For this last reason in particular, Secretary Clinton's speech inadvertently may have revealed our hand to the world: a tech-savvy, forward thinking administration may not completely understand the implications of its embrace of 21st Century diplomacy and open government. This is not an allocation of blame -- "cyberspace" is an extraordinarily grey and rapidly evolving area, and it is vital that the US engage in "cyberspace" as it evolves.

But the Chinese arguably have revealed a darker threat to the individual safety of Americans than the Cold War ever did. Worse, in having made this attack, they may have forced the US to address whether it must counter the Chinese threat by engaging in, if not actively protecting, the psychographic data of Americans using the web.

The Obama administration now faces a set of complicated challenges against which it must act quickly, decisively, and shrewdly. First, it must define "cybersecurity" for the American people, and how it will defend Americans in cyberspace. The term is largely undefined, and needs to be better understood by the average American. Second, it must begin to educate Americans on how to engage in cyberspace -- millions of Americans have left themselves vulnerable simply by using the same password on multiple sites. An important first step would be to begin educating Americans on cybersecurity via YouTube and its other Web 2.0 channels immediately. Last, the administration must work more closely with businesses and Congress to better protect user data held by weaker businesses, and to build protective measures that shield consumer data in the event of business failures.
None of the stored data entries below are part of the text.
PR #5797, opened 2025-05-28
Message members from the member bottom sheet of channel info screen

andremion:
### 🎯 Goal

Support messaging a member from the group channel info screen

### 🛠 Implementation details

Messaging a member from the group channel info screen can enter two possible funnels:
- When there is an existing direct channel between the current user and the clicked member, the app navigates directly to the messages screen.
- When there is no direct channel for those users, the app opens a draft channel screen, and after sending the first message, the channel is converted to a non-draft channel and navigates to the messages screen.

The draft view controller and its state, and events are part of the `ui-common`, so it can be reused by the `ui-components` SDK. The draft screens and view model are not.

### 🎨 UI Changes

<table>
<thead>
<tr>
<th>Starting a new chat</th>
<th>Messaging an existing chat</th>
</tr>
</thead>
<tbody>
<tr>
<td>
<video src="https://github.com/user-attachments/assets/f97c74eb-c295-40b1-ad56-2c2d86f3875e" controls="controls" muted="muted" />
</td>
<td>
<video src="https://github.com/user-attachments/assets/958494c7-1d1b-4c6d-b70e-d795ffd0957d" controls="controls" muted="muted" />
</td>
</tr>
</tbody>
</table>

### 🧪 Testing

- Open a group chat
- Click on the top bar title 
- Click on a member
- Click on the `Message` option in the member bottom sheet

### 🎉 GIF

gif

### DIFF
--- a/stream-chat-android-compose-sample/src/main/java/io/getstream/chat/android/compose/sample/feature/channel/draft/DraftChannelActivity.kt
+++ b/stream-chat-android-compose-sample/src/main/java/io/getstream/chat/android/compose/sample/feature/channel/draft/DraftChannelActivity.kt
@@ -1,0 +1,92 @@
+/*
+ * Copyright (c) 2014-2025 Stream.io Inc. All rights reserved.
+ *
+ * Licensed under the Stream License;
+ * you may not use this file except in compliance with the License.
+ * You may obtain a copy of the License at
+ *
+ *    https://github.com/GetStream/stream-chat-android/blob/main/LICENSE
+ *
+ * Unless required by applicable law or agreed to in writing, software
+ * distributed under the License is distributed on an "AS IS" BASIS,
+ * WITHOUT WARRANTIES OR CONDITIONS OF ANY KIND, either express or implied.
+ * See the License for the specific language governing permissions and
+ * limitations under the License.
+ */
+
+package io.getstream.chat.android.compose.sample.feature.channel.draft
+
+import android.content.Context
+import android.content.Intent
+import android.os.Bundle
+import android.widget.Toast
+import androidx.activity.compose.setContent
+import androidx.activity.viewModels
+import androidx.compose.foundation.layout.systemBarsPadding
+import androidx.compose.runtime.LaunchedEffect
+import androidx.compose.ui.Modifier
+import io.getstream.chat.android.compose.sample.R
+import io.getstream.chat.android.compose.sample.ui.BaseConnectedActivity
+import io.getstream.chat.android.compose.sample.ui.MessagesActivity
+import io.getstream.chat.android.compose.ui.theme.ChatTheme
+import io.getstream.chat.android.ui.common.feature.channel.draft.DraftChannelViewEvent
+import kotlinx.coroutines.flow.collectLatest
+
+class DraftChannelActivity : BaseConnectedActivity() {
+
+    companion object {
+        private const val KEY_MEMBER_IDS = "memberIds"
+
+        /**
+         * Creates an [Intent] for starting the [DraftChannelActivity].
+         *
+         * @param context The calling [Context], used for building the [Intent].
+         * @param memberIds The list of member IDs to be used for creating the channel.
+         */
+        fun createIntent(context: Context, memberIds: List<String>) =
+            Intent(context, DraftChannelActivity::class.java)
+                .putExtra(KEY_MEMBER_IDS, memberIds.toTypedArray())
+    }
+
+    private val viewModelFactory by lazy {
+        DraftChannelViewModelFactory(
+            memberIds = requireNotNull(intent.getStringArrayExtra(KEY_MEMBER_IDS)).toList(),
+        )
+    }
+    private val viewModel by viewModels<DraftChannelViewModel> { viewModelFactory }
+
+    override fun onCreate(savedInstanceState: Bundle?) {
+        super.onCreate(savedInstanceState)
+        setContent {
+            ChatTheme {
+                DraftChannelScreen(
+                    modifier = Modifier.systemBarsPadding(),
+                    viewModel = viewModel,
+                    onNavigationIconClick = ::finish,
+                )
+                LaunchedEffect(viewModel) {
+                    viewModel.events.collectLatest { event ->
+                        when (event) {
+                            is DraftChannelViewEvent.NavigateToChannel -> {
+                                startActivity(
+                                    MessagesActivity.createIntent(
+                                        context = applicationContext,
+                                        channelId = event.cid,
+                                    ),
+                                )
+                                finish()
+                            }
+
+                            is DraftChannelViewEvent.DraftChannelError ->
+                                Toast.makeText(
+                                    applicationContext,
+                                    R.string.draft_channel_error,
+                                    Toast.LENGTH_SHORT,
+                                ).show()
+                        }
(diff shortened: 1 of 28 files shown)


stream-chat-android-ui-common/src/main/kotlin/io/getstream/chat/android/ui/common/feature/channel/draft/DraftChannelViewController.kt
```diff
@@ -0,0 +1,128 @@
...
+    private suspend fun createDraftChannel(onSuccess: suspend (channel: Channel) -> Unit = {}) {
+        logger.d { "[createDraftChannel] memberIds: $memberIds" }
+
+        val onError: (Error) -> Unit = { error ->
+            logger.e { "[createDraftChannel] error: $error" }
+            _events.tryEmit(DraftChannelViewEvent.DraftChannelError)
+        }
+
+        runCatching {
+            requireNotNull(chatClient.getCurrentUser()?.id) { "User not connected" }
```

A bill in the works by Senators Snowe and Rockefeller appears to lay the groundwork for the Obama administration to address some of these concerns, and would give the President "new emergency powers." But it is arguable that the emergency already exists, and the opportunity for the Administration to take leadership on this issue is now.

Andrew A. Rosen is the Principal and Founder of AAgave LLC, a strategic consultancy in digital media, and a Term Member of the Council on Foreign Relations. He has worked in digital media at Viacom, on the foreign policy staffs for Senators Edward M. Kennedy and Robert Torricelli, and at the National Committee on American Foreign Policy, a New York-based think tank.